PR #9931, opened 2020-07-19
Add support to collect exceptions on influxdb

vpereira:
The influxdb rails gem try to save the whole exception stack when
something happens. The way that we are doing here, we are incremeting
a counter always when Airbrake.notify is called

Kind of related with #9930 

With this change we are able to track number of exceptions on Grafana, under `rails.exceptions`


hennevogel:
We found another way to do this for now. A "fix" for influxdb-rails is on it's way (influxdata/influxdb-rails#121)

PR #9935, opened 2020-07-20
[api] fix change time in reviews (when attriute)

adrianschroeter:
It was never updated which made the information in most
cases identical to request creation time always.

The attribute is supposed same as the when attriute
of the request itself, where it is the last time the
request changed.

### DIFF
--- a/src/api/app/models/review.rb
+++ b/src/api/app/models/review.rb
@@ -146,7 +146,7 @@ class Review < ApplicationRecord
     r.reviewer = r.creator = hash.delete('who')
     r.reason = hash.delete('comment')
     begin
-      r.created_at = Time.zone.parse(hash.delete('when'))
+      r.updated_at = Time.zone.parse(hash.delete('when'))
     rescue TypeError
       # no valid time -> ignore
     end
@@ -159,7 +159,7 @@ class Review < ApplicationRecord
   def _get_attributes
     attributes = { state: state.to_s }
     # old requests didn't have who and when
-    attributes[:when] = created_at.strftime('%Y-%m-%dT%H:%M:%S')
+    attributes[:when] = updated_at.strftime('%Y-%m-%dT%H:%M:%S')
     attributes[:who] = reviewer if reviewer
     attributes[:by_group] = by_group if by_group
     attributes[:by_user] = by_user if by_user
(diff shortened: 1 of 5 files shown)


hennevogel:
Not sure this does what you want it to do. `Review.updated_at` will change every time that the record changes. No matter if this is for a `state` change or not. Let's say because we delete a `Group` and `Review.group_id` gets nullified.

In the model we look up `history_element`s to decide when it was accepted/declined. Maybe we should add a new field?

adrianschroeter:
On Dienstag, 28. Juli 2020, 17:32:28 CEST wrote Henne Vogelsang:
> Not sure this does what you want it to do. `Review.updated_at` will change every time that the record changes. No matter if this is for a `state` change or not. Let's say because we delete a `Group` and `Review.group_id` gets nullified.

deleting a group must indeed not touch the timestamp, but it is also only
stored as text string therefore to be independend. If there is another vector
causing this we need to solve this indeed.

IMHO we should get rid of the belongs_to :group there.

(on the other hand, removing a group could maybe seen as very seldom special case no worth 
 to be taken care off....)

> In the model we look up `history_element`s to decide when it was accepted/declined. Maybe we should add a new field?

I like to avoid that if possible...

-- 

Adrian Schroeter
email: adrian@suse.de

Maxfeldstraße 5                         
90409 Nürnberg 
Germany

hennevogel:
>> Maybe we should add a new field?

> I like to avoid that if possible...

Because?

hennevogel:
Let me show you what I mean. Commit incoming...

adrianschroeter:
fine with me (even though we could drop update_at now since we have no usage for it anymore)

adrianschroeter:
hm, and what is with old requests where the data was still valid? 
Maybe we need a migration to rescue the data from update_at that otherwise we also break the data on the older requests now...

hennevogel:
> hm, and what is with old requests where the data was still valid?

In the data migration we copy over the date from `updated_at`. Until this data migration is run we cover this in the reader of the new attribute. It does `changed_state_at || updated_at`.

eduardoj:
I rebased on master.

hennevogel (approved):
##########
§ TASK OBJECTIVE: Pick from the records each line that contains the word "could" and show it.

§ REPLY TO THE TASK:
(on the other hand, removing a group could maybe seen as very seldom special case no worth 
fine with me (even though we could drop update_at now since we have no usage for it anymore)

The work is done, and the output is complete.